My question, touch up job or full bumper re spray??

Cry face!

I'm not overly concerned as its not on one major body work.

Thanks

Si.


----------



## Teighto (Aug 10, 2008)

Respray, think it too big an area to touch up ?


----------



## simno44 (Aug 25, 2012)

Whaaaaaa! I'm a little confused as to why its happened if I'm honest.

Can't be audi work surely?

Anyone any knowledge o Audi paint warranty?

The car is to turn 10 years old very soon.


----------



## Gone (May 5, 2009)

£200 to £300 at a good bodyshop for the bumper. It shouldn't affect the warranty as the bumper's plastic, so even if they detect the respray in the future they can't sensibly argue you've invalidated the warranty should you need it at a later date.

However, should you need it at a later date they will argue you've invalidated the warranty and they won't be the least bit flexible unless you have a file full of Audi receipts to prove loyal customer etc (in which case you'll have spent well over £300 to have it).


----------



## simno44 (Aug 25, 2012)

Gone Ape said:


> £200 to £300 at a good bodyshop for the bumper. It shouldn't affect the warranty as the bumper's plastic, so even if they detect the respray in the future they can't sensibly argue you've invalidated the warranty should you need it at a later date.
> 
> However, should you need it at a later date they will argue you've invalidated the warranty and they won't be the least bit flexible unless you have a file full of Audi receipts to prove loyal customer etc (in which case you'll have spent well over £300 to have it).

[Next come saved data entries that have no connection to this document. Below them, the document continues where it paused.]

PR #1929, opened 2018-02-16
sources: proper errors for invalid handlers

kalikiana:

-----
Add proper error classes for unhandled sources derived from SnapcraftError.

Fixes: [LP: #1741952](https://bugs.launchpad.net/snapcraft/+bug/1741952)


snapcraft/internal/sources/errors.py
```diff
@@ -21,6 +21,22 @@ class VCSError(errors.SnapcraftError):
     fmt = '{message}'
 
 
+class UnhandledSourceError(errors.SnapcraftError):
```
sergiusens: can you use consistent names? In the form of `SnapcraftSource<something>`?

snapcraft/internal/sources/errors.py
```diff
@@ -21,6 +21,22 @@ class VCSError(errors.SnapcraftError):
...
+
+    fmt = ('no handler to manage source ({source})')
```
sergiusens: Can you use the format we agreed on which @elopio has worked on a lot?

kalikiana: It took me a while to think of proper wording here... hope you like what I put in there now.

snapcraft/tests/unit/pluginhandler/test_pluginhandler.py
```diff
@@ -98,14 +102,16 @@ def test_build_without_subdir_copies_sourcedir(self):
...
     def test_local_non_dir_source_path_must_raise_exception(self, mock_isdir):
         raised = self.assertRaises(
-            ValueError,
+            SnapcraftSourceNotADirectoryError,
             self.load_part,
             'test-part', part_properties={'source': 'file'})
 
         mock_isdir.assert_any_call('file')
 
         self.assertThat(str(raised), Equals(
```
sergiusens: these should just catch the exception type

snapcraft/tests/unit/pluginhandler/test_pluginhandler.py
```diff
@@ -2347,12 +2353,14 @@ def test_source_with_unrecognized_source_must_raise_exception(self):
...
 
         raised = self.assertRaises(
-            ValueError,
+            SnapcraftSourceUnhandledError,
             self.load_part, 'test-part', part_properties=properties)
 
-        self.assertThat(raised.__str__(),
-                        Equals('no handler to manage source '
-                               '(unrecognized://test_source)'))
+        self.assertThat(raised.__str__(), Equals(
```
sergiusens: these should just catch the exception type

snapcraft/internal/sources/errors.py
```diff
@@ -21,6 +21,26 @@ class VCSError(errors.SnapcraftError):
     fmt = '{message}'
 
 
+class SnapcraftSourceUnhandledError(errors.SnapcraftError):
+
+    fmt = ('Failed to pick an appropriate source handler:\n'
```
sergiusens: These messages aren't ideal, they don't feel right

snapcraft/internal/sources/errors.py
```diff
@@ -21,6 +21,26 @@ class VCSError(errors.SnapcraftError):
...
+           '{source} does not look like a known format.\n'
+           'Check that the URL is correct and consider adding "source-type".')
+
+    def __init__(self, source):
+        super().__init__(source=source)
+
+
+class SnapcraftSourceNotADirectoryError(errors.SnapcraftError):
+
+    fmt = ('Failed to pick an appropriate source handler:\n'
```
sergiusens: this message is more confusing than helpful

snapcraft/internal/sources/__init__.py
```diff
@@ -186,8 +187,8 @@ def _get_source_type_from_uri(source, ignore_errors=False):  # noqa: C901
     elif source.endswith('7z'):
         source_type = '7z'
     elif common.isurl(source) and not ignore_errors:
-        raise ValueError('no handler to manage source ({})'.format(source))
+        raise errors.SnapcraftSourceUnhandledError(source)
     elif not os.path.isdir(source) and not ignore_errors:
-        raise ValueError('local source ({}) is not a directory'.format(source))
+        raise errors.SnapcraftSourceNotADirectoryError(source)
```
elopio: this is a nit, but I would prefer SnapcraftSourceNotDictionaryError. Without the `a`.

snapcraft/tests/unit/sources/test_errors.py
```diff
@@ -0,0 +1,47 @@
...
+#
+# You should have received a copy of the GNU General Public License
+# along with this program.  If not, see <http://www.gnu.org/licenses/>.
+from testtools.matchers import Equals
+
+from snapcraft.internal.sources import errors
+from snapcraft.tests import unit
+
+
+class ErrorFormattingTestCase(unit.TestCase):
```
elopio: My idea was to keep all of these on the same file, `snapcraft/tests/unit/test_errors.py`, because that would make it very easy to compare the style, find inconsistencies and make improvements over all the messages.

The downside is that the file will be big. What do you think?

snapcraft/internal/sources/errors.py
elopio: Let's see. This is still hard for me, but what about:

Failed to get source: unknown source-type for {source}.
Run `snapcraft help sources` to read the documentation.

?

snapcraft/internal/sources/errors.py
elopio: Maybe:
```
Failed to get source: {source!} is not a directory.
Run `snapcraft help sources` to read the documentation
```

kalikiana: Making both say the same generic suggestion seems less helpful to me... though I can totally be convinced if you guys like it. Would go for a single error class `SnapcraftSourceUnhandledError` for both cases then.

snapcraft/tests/unit/sources/test_errors.py
kalikiana: No strong opinion personally - I did this as suggested in this PR earlier.

snapcraft/internal/sources/errors.py
kalikiana: Correction. The second half of the first part is different as I've just come to realize... I feel like I really need a line break in there.

elopio: The style suggested by mpt was:
```
generic error: specific reason \n
how to fix
```
We still need to make the other errors consistent with this. And because in here so many things could have gone wrong, like a typo, missing source-type, a type that we don't support yet, etc. I think the appropriate action to fix this would be for the user to read the docs and figure it out by themselves. But as I said, just a suggestion. 

And the error messages is something we'll have to iterate over and over again, making small improvements. During the sprint we talked to mpt about how to do it, so I think it's good to just give it our best and then get corrections from him now and then.

snapcraft/tests/unit/sources/test_errors.py
sergiusens: I would really rather separate them and have them under a common module name `test_errors`

snapcraft/internal/sources/errors.py
```diff
@@ -21,6 +21,26 @@ class VCSError(errors.SnapcraftError):
     fmt = '{message}'
 
 
+class SnapcraftSourceUnhandledError(errors.SnapcraftError):
+
+    fmt = ('Failed to pick an appropriate source handler:\n'
+           '{source} does not look like a known format.\n'
+           'Check that the URL is correct and consider adding "source-type".')
```
sergiusens: "or" consider?

snapcraft/internal/sources/__init__.py
kyrofa: Given that python actually has a `NotADirectoryError` I personally think this one makes sense.

kyrofa:
Might I suggest we also handle an invalid `source-type` by catching a `KeyError` [here](https://github.com/snapcore/snapcraft/pull/1929/files#diff-8c6bb564ac3a3ca26deb09b5c0b8b2e2R164)?

snapcraft/internal/sources/errors.py
kyrofa: Oh I want to join in!

I think Leo is on the right track here, but the issue isn't that the `source-type` is unknown (that would bite us [here](https://github.com/snapcore/snapcraft/pull/1929/files#diff-8c6bb564ac3a3ca26deb09b5c0b8b2e2R164) instead), it's that we're unable to _determine_ the source type given the source.

Remembering that our guidance is:

```
# <what>: What went wrong? Not "what technical detail broke in snapcraft" like is here now, but "what, that the user cares about, went wrong?"
# <why>: Why did that terrible thing happen?
# <fix>: How might the user carry on?
<what>: <why>
<fix>
```

(note that there is no line break between `<what>` and `<why>`. Something new we learned at the summit. @elopio double check me?)

If we can manage to get the part name into this, I suggest a combination of both Leo's suggestion and what's already there:

```
Failed to fetch source for part {part_name!r}: unable to determine source type of {source!r}.\n
Consider specifying `source-type`. See `snapcraft help sources` for more information.
```

snapcraft/internal/sources/errors.py
kyrofa: I like Leo's suggestion here, although I'd personally change `get` to `pull`.

snapcraft/tests/unit/sources/test_errors.py
kyrofa: I think keeping tests in roughly a layout that mirrors what they're testing makes sense. Testing `internal/x.py`? Then there should probably be a `snapcraft/tests/unit/test_x.py` Testing `internal/sources/errors.py`? Then a `snapcraft/tests/sources/test_errors.py` makes sense.

The one downside to this is that having one large file of error messages gives mpt something relatively easy to review.

snapcraft/internal/sources/errors.py
kalikiana: Thank you for these suggestions. I went with the last one, retaining the consideration for a typo in the URL.
Getting the part_name here is slightly painful since the source handlers are used in several different places... but I'm trying to figure it out, since actually it's really useful to have there.

snapcraft/internal/sources/errors.py
kalikiana: I went with a modified one based on the input on the other error, including "pulling the source for part {part_name!r}".

kalikiana:
> Might I suggest we also handle an invalid source-type by catching a KeyError here?

@kyrofa Do you mean to have an error when the source-type doesn't exist? That case will already by caught by the schema. So you won't see an exception. Or did you mean something else?

snapcraft/internal/sources/errors.py
```diff
@@ -21,6 +21,28 @@ class VCSError(errors.SnapcraftError):
...
+           'See `snapcraft help sources` for more information.')
+
+    def __init__(self, source, part_name):
+        super().__init__(source=source, part_name=part_name)
+
+
+class SnapcraftSourceNotADirectoryError(errors.SnapcraftError):
+
+    fmt = ('Failed to pull source for part {part_name!r}: '
+           '{source!r} is not a directory.\n'
```
sergiusens: The exception name has been misleading the message, which I guess comes from the check (`isdir(source)`). The implications of that is that we found no handler to handle a file source (`source: mytar.tgz`) which is not a directory nor is this source a directory, maybe something like this would be better:
```
'Failed to pull source for part {part_name!r}: '
'the `source-type` for {source!r} could not be detected.\n'
```

Or change the logic a bit,
```python
     elif _tar_type_regex.match(source):
         source_type = 'tar'
     elif  os.path.is_dir(source):
        source_type = 'dir'
     else:
        raise errors.SnapcraftSourceUnhandledError(source, part_name)
```

and in the `_source_handler` add `'dir': Local`.

This rids us of that last exception.

sergiusens:
thanks for taking care of this @elopio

2 to 3 ton? For that really?? Ouch!

Mate my question re warranty wasn't angled as to weather I would be voiding it. It was in fact angled towards... Where do I stand on getting the work done on warranty.. Iv Owned cars over 10 years old before and have never experience this. I'm worried that in going to see more of it :,(


----------



## simno44 (Aug 25, 2012)

This also urinated me off.


----------



## Templar (Mar 9, 2012)

Did you have the car from New ? Looks like the bumper has been resprayed in the past, and not particularly well if I'm honest. That's definitely not OE paintwork.


----------



## simno44 (Aug 25, 2012)

This is a relief. As I would hate for it to happen else where.

This would add up mate as.. One of my rear lights has a very small crack in it. I have always wondered If she had been done from behind before I got my mitts on her. Something I have wonders a few times actually... But that's another topic.

Lol.

I have only had it since November mate.


----------



## Templar (Mar 9, 2012)

simno44 said:


> This is a relief. As I would hate for it to happen else where.
> 
> This would add up mate as.. One of my rear lights has a very small crack in it. I have always wondered If she had been done from behind before I got my mitts on her. Something I have wonders a few times actually... But that's another topic.
> 
> ...


Yeah, definitely had paint.. £250 is about the norm for a good bumper respray. If you have any other paintwork done at the same time it tends to get a bit cheaper. Had front bumper, both wings, bonnet and back bumper repainted and a full body remop donde for £850 cash on my 3 series just over a year ago.. good value I thought. So, ask for a cash price. Might get a better price


----------



## simno44 (Aug 25, 2012)

I love my car.

I'm
Prepared to spend to have it perfect.

Unfortunately. At the moment I simply can't afford it. I am
Looking at a promotion soon and that would be a nice treat to myself.

In the mean time
Can anyone advise me as to what I could do to prevent this flaking any more??


----------



## Templar (Mar 9, 2012)

simno44 said:


> I love my car.
> 
> I'm
> Prepared to spend to have it perfect.
> ...


Well its not going to get any better I'm afraid, just be a little sympathetic when you clean it. By that I mean don't jet wash or power hose that area. 
One saving grace is that its on the plastic so there won't be corrosion problems to worry about till its sorted out


----------



## simno44 (Aug 25, 2012)

Yeah that's why I'm not getting my knickers in a twist about it. I was at a hand car wash today as had limited time and meed the car looking bosh for tomorow.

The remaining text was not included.